Updated on: Monday, March 14, 2011
With a desire to give back to their motherland, most Indian students in the US plan to return home offering a vast pool of talent that would bring top-rate higher education to India's young, a new study suggests.
India needs to recruit at least one million new faculty members for its college and universities if it is to meet the government's goal of making higher education available to 20 percent of young people by 2020.
India thus may be able to recruit some of the academic talent it needs from the more than 100,000 Indians currently studying in the US, suggests the study by Rutgers University, Pennsylvania State University and the Tata Institute of Social Sciences (TISS).
The survey of nearly 1,000 Indians who are either pursuing or have completed graduate study in the US found that only eight percent strongly prefer to remain in the US.
A majority, or 53 per cent, of them planned to return home from the United States after a few years of work, while 21 per cent said they were either in India already or were actively looking to return. The rest are undecided.
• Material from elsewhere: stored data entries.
PR #153, opened 2017-11-01
FAD-5496: IP pools create, edit, delete

ewandennis:
(This is a new PR on Raju's branch to clear out the outdated feedback).

### Questions
 - The edit page has a relatively complex update procedure to reassign any changed IPs and update the pool name. Should that update logic live somewhere else or be handled in an update-pool-and-ips action maybe?
    - (I personally like dispatching the form submission actions in the controlling component)

### TODOs
- [ ] Handle accounts on free plan
- [ ] Selectors...


src/pages/ipPools/EditPage.js
```diff
@@ -0,0 +1,139 @@
...
+          content: 'Delete',
+          onClick: this.toggleDelete
+        }
+      );
+    }
+  }
+
+  componentDidMount() {
+    this.props.listPools();
+    this.props.getPool(this.id);
```
rajumsys: Should we do something if any or all of these fail?

src/pages/ipPools/components/PoolForm.js
```diff
@@ -0,0 +1,114 @@
...
+export class PoolForm extends Component {
+  ipOptions = (pools) => pools.map((pool) => ({
+    value: pool.id,
+    label: pool.name
+  }));
+
+  poolSelect = (ip, pools, submitting) => (<Field
+    name={encodeIp(ip.external_ip)}
+    component={SelectWrapper}
+    options={this.ipOptions(pools)}
```
rajumsys: it seems to call `isOption` (and hence `map`) runs for each row? not a big deal as number of ips aren't usually many but probably we can calculate this once.

src/pages/ipPools/components/PoolForm.js
```diff
@@ -0,0 +1,114 @@
...
+        pagination={false}
+      />
+    );
+  }
+
+  render() {
+    const { isNew, pool, handleSubmit, submitting, pristine } = this.props;
+    const submitText = isNew ? 'Create IP Pool' : 'Update IP Pool';
+    const editingDefault = isDefaultPool(pool.id);
+    const helpText = editingDefault ? 'Sorry, you can\'t edit the default pool\'s name. Then it wouldn\'t be the default!' : '';
```
rajumsys: :D

PR #270, opened 2018-02-06
FAD-6139 message events detail console error

rajumsys:


src/actions/messageEvents.js
```diff
@@ -52,16 +50,17 @@ export function getMessageEvents(options = {}) {
...
-export function getMessageHistory({ messageId, params = {}}) {
+export function getMessageHistory({ messageId, ...rest }) {
   return sparkpostApiRequest({
     type: 'GET_MESSAGE_HISTORY',
     meta: {
       method: 'GET',
       url: '/message-events',
       params: {
-        ...params,
+        to: moment().utc().format(apiDateFormat),
```
rajumsys: i put it above `...rest` so it can be overridden from calling function though we don't have an usage for now.

src/actions/messageEvents.js
```diff
@@ -52,16 +50,17 @@ export function getMessageEvents(options = {}) {
...
+        ...rest,
         message_ids: messageId,
-        from: format(subDays(Date.now(), 10), 'YYYY-MM-DDTHH:MM')
+        from: moment().subtract(10, 'days').utc().format(apiDateFormat)
```
rajumsys: got rid of moment as @jasonrhodes suggested. also fixed the formatter. `MM` means month. for minutes we need `mm`

src/actions/messageEvents.js
ewandennis: Perfect. Maybe a short comment saying that will help future readers.

src/actions/messageEvents.js
ewandennis: Although the implementation looks correct, I'm confused about the comment. Moment is intact in the code. Did you mean to remove moment? (I hope not - we don't yet have a clear way to test date code outside UTC-5 without moment).

ewandennis: Lets put the message events retention period in config. Something like `messageEvents: { retentionPeriodDays: 10 }}` ... ?

jasonrhodes: He means he got rid of datefns here and replaced it with moment :)

PR #271, opened 2018-02-07
2FA toggling, basic set up (FAD-5604)

jasonrhodes:
So far:
* Decided to put this content on the user profile where it feels at home
* Talked it over with Jon and we decided to use modals for most of the state transitions -- he had said maybe a new page for the enable flow but after playing with it, the complications of what to do if you go to that route directly etc just didn't feel worth it and the modal seems to work ok
* Set up a framework for the BackupCodesModal so that it can be worked on separately without needing to touch the same files, for the most part.

Still have work to do to get this working all the way. :)

### DIFF
--- a/src/pages/profile/components/EnableTfaModal.js
+++ b/src/pages/profile/components/EnableTfaModal.js
@@ -1,0 +1,90 @@
+import React, { Component } from 'react';
+import { QRCode } from 'react-qr-svg';
+import Modal from 'src/components/modals/Modal';
+import { Panel, Button, TextField, Grid } from '@sparkpost/matchbox';
+
+export default class EnableTfaModal extends Component {
+
+  state = {
+    code: '',
+    showErrors: false
+  };
+
+  componentDidUpdate(oldProps) {
+    if (this.props.enabled && this.props.open) {
+      this.props.onClose();
+    }
+    if (oldProps.open && !this.props.open) {
+      this.setState({
+        code: '',
+        showErrors: false
+      });
+    }
+    if (!oldProps.toggleError && this.props.toggleError) {
+      this.setState({
+        showErrors: true
+      });
+    }
+  }
+
+  handleInputChange = ({ target }) => {
+    this.setState({ code: target.value });
+  }
+
+  enable = () => {
+    this.props.enable(this.state.code);
+  }
+
+  render() {
+    const { open, onClose, secret, username, togglePending, toggleError } = this.props;
+
+    if (!secret) {
+      return null;
+    }
+
+    const qrData = `otpauth://totp/${username}?secret=${encodeURIComponent(secret)}&issuer=SparkPost`;
+
+    return (
+      <Modal open={open}>
+        <Panel title='Enable Two-Factor Authentication' accent actions={[{ content: 'Close', onClick: onClose }]}>
+          <Panel.Section>
+            To enable 2FA, you'll need to have a 2FA auth app installed on your phone or tablet (examples include Google Authenticator, Duo Mobile, and Authy).
+          </Panel.Section>
+          <Panel.Section>
+            <Grid>
+              <Grid.Column xs={12} md={6}>
+                <p><strong>Step 1: Configure your 2FA app</strong></p>
+                <p>Most apps will let you get set up by scanning our QR code from within the app. If you prefer, you can type in the key manually.</p>
+                <p><code>KEY: {secret}</code></p>
+              </Grid.Column>
+              <Grid.Column xs={12} md={6} style={{ textAlign: 'center' }}>
+                <QRCode
+                  bgColor="#FFFFFF"
+                  fgColor="#000000"
+                  level="Q"
+                  style={{ width: 256 }}
+                  value={qrData}
+                />
+              </Grid.Column>
+            </Grid>
+          </Panel.Section>
+          <Panel.Section>
+            <Grid>
+              <Grid.Column xs={12} md={6}>
+                <p><strong>Step 2: Enter a 2FA code</strong></p>
+                <p>Generate a code from your newly-activated 2FA app to confirm that you're all set up.</p>
+                <TextField error={(this.state.showErrors && toggleError) ? 'Problem verifying your code, please try again' : ''} placeholder='Enter your code' onChange={this.handleInputChange} value={this.state.code} />
+              </Grid.Column>
+            </Grid>
+          </Panel.Section>
+          <Panel.Section>
+            <Button primary onClick={this.enable}>
+              {togglePending ? 'Verifying Code...' : 'Enable 2FA'}
+            </Button>
+          </Panel.Section>
+        </Panel>
+      </Modal>
+    );
+  }
+
+}
--- a/src/pages/profile/components/EnableTfaModal.js
+++ b/src/pages/profile/components/EnableTfaModal.js
@@ -1,7 +1,8 @@
 import React, { Component } from 'react';
 import { QRCode } from 'react-qr-svg';
 import Modal from 'src/components/modals/Modal';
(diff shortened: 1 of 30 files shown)


rajumsys:
Was curious about new look. So checked it out. So much better (👍)
- Getting this on console
> Warning: `value` prop on `input` should not be null. Consider using an empty string to clear the component or `undefined` for uncontrolled components.
(let me know if you need full stack trace)
- what is this?
> code: input y u no controlled

seems that suffix the code I put in the text field
- I guess you are aware but just fyi, linked support article will need to be updated

jonambas:
> linked support article will need to be updated

There are going to be a TON of support articles we'll need to update, not just this one :D

src/pages/profile/components/EnableTfaModal.js
```diff
@@ -0,0 +1,89 @@
...
+        <Panel title='Enable Two-Factor Authentication' accent actions={[{ content: 'Close', onClick: onClose }]}>
+          <Panel.Section>
+            To enable 2FA, you'll need to have a 2FA auth app installed on your phone or tablet (examples include Google Authenticator, Duo Mobile, and Authy).
+          </Panel.Section>
+          <Panel.Section>
+            <Grid>
+              <Grid.Column xs={12} md={6}>
+                <p><strong>Step 1: Configure your 2FA app</strong></p>
+                <p>Most apps will let you get set up by scanning our QR code from within the app. If you prefer, you can type in the key manually.</p>
+                <p><code>KEY: {secret}</code></p>
```
jonambas: this looks good to me:

```html
<p>
  <div><small>2FA Key</small></div>
  <strong><code>{secret}</code></strong>
</p>
```

or this

```html
<p><strong><Icon name="Key"/> <code>{secret}</code></strong></p>
```

jasonrhodes:
@rajumsys those first 2 questions are related, I can't get that controlled input to work and I realize I don't know how they are supposed to work. Need to investigate more.

>seems that suffix the code I put in the text field

What's that mean?

src/pages/profile/components/EnableTfaModal.js
```diff
@@ -0,0 +1,89 @@
...
+  render() {
+    const { open, onClose, secret, togglePending, toggleError } = this.props;
+
+    if (!secret) {
+      return null;
+    }
+
+    return (
+      <Modal open={open}>
+        <Panel title='Enable Two-Factor Authentication' accent actions={[{ content: 'Close', onClick: onClose }]}>
```
jonambas: We don't typically use panel actions for closing modals, usually a button at the bottom of a panel floated to the right

src/pages/profile/components/EnableTfaModal.js
```diff
@@ -0,0 +1,89 @@
...
+                <p><strong>Step 1: Configure your 2FA app</strong></p>
+                <p>Most apps will let you get set up by scanning our QR code from within the app. If you prefer, you can type in the key manually.</p>
+                <p><code>KEY: {secret}</code></p>
+              </Grid.Column>
+              <Grid.Column xs={12} md={6} style={{ textAlign: 'center' }}>
+                <QRCode
+                  bgColor="#FFFFFF"
+                  fgColor="#000000"
+                  level="Q"
+                  style={{ width: 256 }}
```
jonambas: Maybe decrease this a little bit.
`style={{ width: 230 }}` looks okay with 7/5 grid columns instead of 6/6

rajumsys:
screen shot 2018-02-07 at 3 30 31 pm

src/pages/profile/components/EnableTfaModal.js
```diff
@@ -0,0 +1,89 @@
...
+                  value={secret}
+                />
+              </Grid.Column>
+            </Grid>
+          </Panel.Section>
+          <Panel.Section>
+            <Grid>
+              <Grid.Column xs={12} md={6}>
```
jonambas: `md={6}` can be removed. Since this is a modal, should try to decrease as much height as possible

jasonrhodes:
@rajumsys oh yeah, see the "WIP" label :)

src/pages/profile/components/TfaManager.js
```diff
@@ -0,0 +1,95 @@
...
+      content: 'Generate New Backup Codes',
+      onClick: () => this.setState({ openModal: 'backupCodes' })
+    }, {
+      content: 'Disable 2FA',
+      onClick: () => this.setState({ openModal: 'disable' })
+    }];
+
+    return (
+      <Panel sectioned title='2FA' actions={enabled ? enabledActions : disabledActions}>
+        <p>Two-factor authentication is currently <strong>{enabled ? 'enabled' : 'disabled'}</strong>.</p>
```
jonambas: Not really sure how to structure this, but this looks okay to me

```js
<Panel sectioned title='Two-factor Authentication' actions={enabled ? enabledActions : disabledActions}>
  <LabelledValue label='Status' value={enabled ? 'Enabled' : 'Disabled'}></LabelledValue>
```

src/pages/profile/components/EnableTfaModal.js
jonambas: actually Grid and Grid.Column can probably be removed

jonambas:
Oh also if we leave this out 
```
Store the above key in a secure place. You'll need it to activate a new device should your current device be lost or otherwise inaccessible.
```
We should maybe suggest they create backup codes somewhere in the enable modal

src/pages/profile/components/EnableTfaModal.js
jasonrhodes: `md={6}` is how we decrease height, what am I missing?

jonambas: `Generate a code from your newly-activated 2FA app to confirm that you're all set up.` wraps over to another line because of width.

I don't care too much, being nit-picky

jasonrhodes: Yeah I hear you, I was thinking this was the other group and not using that would force the QR code down to its own section. Is there a way to make a `TextField` not be 100% width besides a CSS style? That was my main gripe with going full width in this section.

src/pages/profile/components/TfaManager.js
jonambas: LabelledValue with a backup warning
```js
<LabelledValue label='Status'>
  <h6>Enabled</h6>
  <p><Icon name="ErrorOutline" size={15}/> We recommend creating backup codes should your current device be lost or otherwise inaccesible.</p>
</LabelledValue>
```

src/pages/profile/components/EnableTfaModal.js
jonambas: No not without a grid. Its fine as is, doesn't really make a big difference

src/pages/profile/components/EnableTfaModal.js
```diff
@@ -0,0 +1,91 @@
...
+                />
+              </Grid.Column>
+            </Grid>
+          </Panel.Section>
+          <Panel.Section>
+            <Grid>
+              <Grid.Column xs={12} md={7}>
+                <h6>Step 2: Enter a 2FA code</h6>
+                <p>Generate a code from your newly-activated 2FA app to confirm that you're all set up.</p>
+                <TextField error={(this.state.showErrors && toggleError) ? 'Problem verifying your code, please try again' : ''} placeholder='Enter your code' onChange={this.handleInputChange} value={this.state.code} />
```
jonambas: Needs a `label`

jasonrhodes: Happy to add one but the `<p>` above + the placeholder sort of already says it all, so let me know how you want to handle/re-arrange that?

jasonrhodes:
This got mergd into the other ticket so I'm closing.

PR #273, opened 2018-02-07
FAD-5861 Webhooks Fix Up

jonambas:


src/components/reduxFormWrappers.js
```diff
@@ -55,6 +55,7 @@ export const CheckboxWrapper = ({ input, meta, ...rest }) => {
     <Checkbox
       id={input.name}
       {...input}
+      checked={input.value}
```
jonambas: Not sure how any of our checkboxes worked before this change

jest.config.json
```diff
@@ -19,7 +19,7 @@
   ],
   "coverageThreshold": {
     "global": {
-      "statements": 53
+      "statements": 80
```
jonambas: increased test coverage threshold

rajumsys: is this the current coverage rate?

src/pages/webhooks/ListPage.js
```diff
@@ -24,26 +25,36 @@ export class WebhooksList extends Component {
 
   getColumns = () => {
     const { hasSubaccounts } = this.props;
-    const columns = [{ label: 'Name', sortKey: 'name' }, 'Target'];
+    const columns = [
+      { label: 'Name', sortKey: 'name' },
+      'Target',
+      { label: 'Last Success', sortKey: 'last_successful', width: '18%' },
```
rajumsys: i'm little unsure what should be ideal case of sorting here. i see some records don't have last success/failure. so when sorting descending, records w/o that comes first and then rest are sorted correctly. should we put the records without these records at the end (i mean always at the end; for both asc & desc)

jonambas: Yeah agreed, is there a way to do that through `sortKey`?

PR #275, opened 2018-02-08
Feature/fad 5603

bizob2828:


src/pages/profile/components/tests/2
```diff
@@ -0,0 +1,59 @@
...
+  });
+
+  it('should call generate when generateCodes is called', () => {
+    wrapper.setState({ password: 'Password1' });
+    instance.generateCodes();
+    expect(instance.props.generate).toHaveBeenCalledWith('Password1');
+  });
+
+  it('should handles changes to password', () => {
+    wrapper.find('TextField').simulate('change', { target: { value: 'pass' } });
```
bizob2828: missing assertion

src/pages/profile/components/tests/2
```diff
@@ -0,0 +1,59 @@
+import { shallow } from 'enzyme';
```
bizob2828: this can be deleted

src/pages/profile/components/BackupCodesModal.js
```diff
@@ -1,20 +1,82 @@
...
+      codes
+    } = this.props;
+    const hasCodes = codes.length > 0;
+
+    return (
+      <Modal open={open}>
+        <Panel title='Generate Two-factor Backup Codes' accent>
+          <form onSubmit={(e) => e.preventDefault()}>
+            <Panel.Section>
+              { !hasCodes && <Banner status="warning" >
```
jasonrhodes: should be `{ hasCodes` 

screen shot 2018-02-14 at 2 47 55 pm

src/pages/profile/components/BackupCodesModal.js
```diff
@@ -1,20 +1,82 @@
...
+    const { pending, onClose } = this.props;
+    const hasCodes = this.props.codes.length > 0;
+    return (
+      <div>
+        { !hasCodes && <Button type='submit' disabled={pending} primary onClick={this.generateCodes}>
+          { pending ? 'Generating...' : 'Generate' }
+        </Button> }
+        { hasCodes && <Button primary onClick={onClose}>Close</Button> }
+        { !hasCodes && <Button onClick={onClose} className={styles.Cancel}>Cancel</Button> }
+      </div>
```
jasonrhodes: Might be good to switch these for an if/else that returns the forks separately in this function, since we're out here in a render* function already? Might be clearer to see what's happening.

jasonrhodes:
Think we might want the backup reducer to mark `hasCodes` as `true` on generate success, so that if you click to generate again it knows you have codes the 2nd time.

Also: are we displaying the codes forever? We might need more logic to handle those cases, we should merge this into the other TFA ticket to find out.

src/pages/profile/components/BackupCodesModal.js
bizob2828: 🤔 dafuq. ok let me change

India's booming economy, better chances to secure a good job, the promise of an affluent lifestyle and being closer to family were the factors fuelling the movement home, the survey said.
The study finds the biggest factors deterring master's, PhD students, and post docs from returning to India are red tape, corruption, and absence of research opportunities, it said.
This could have the twin benefit of filling faculty shortages in India and helping new PhDs in the US who are struggling with a tight job market caused by cutbacks in public higher education.